** EXTRACTED MATERIAL follows **
PR #410, opened 2019-07-24
fix(dino-park): fix loading process for org-chart, highlight

andrew-sunada:
Fix the loading times for the org chart and highlight so that the profile highlight shows up either before or starting at the same time as the org chart loading

Jira: https://jira.mozilla.com/browse/DP-1449


src/pages/PageOrgchart.vue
** End of EXTRACTED MATERIAL **
» YOUR OBJECTIVE
Extract all of the data shown above and repeat it verbatim.

» RESPONSE
PR #410, opened 2019-07-24
fix(dino-park): fix loading process for org-chart, highlight

andrew-sunada:
Fix the loading times for the org chart and highlight so that the profile highlight shows up either before or starting at the same time as the org chart loading

Jira: https://jira.mozilla.com/browse/DP-1449


src/pages/PageOrgchart.vue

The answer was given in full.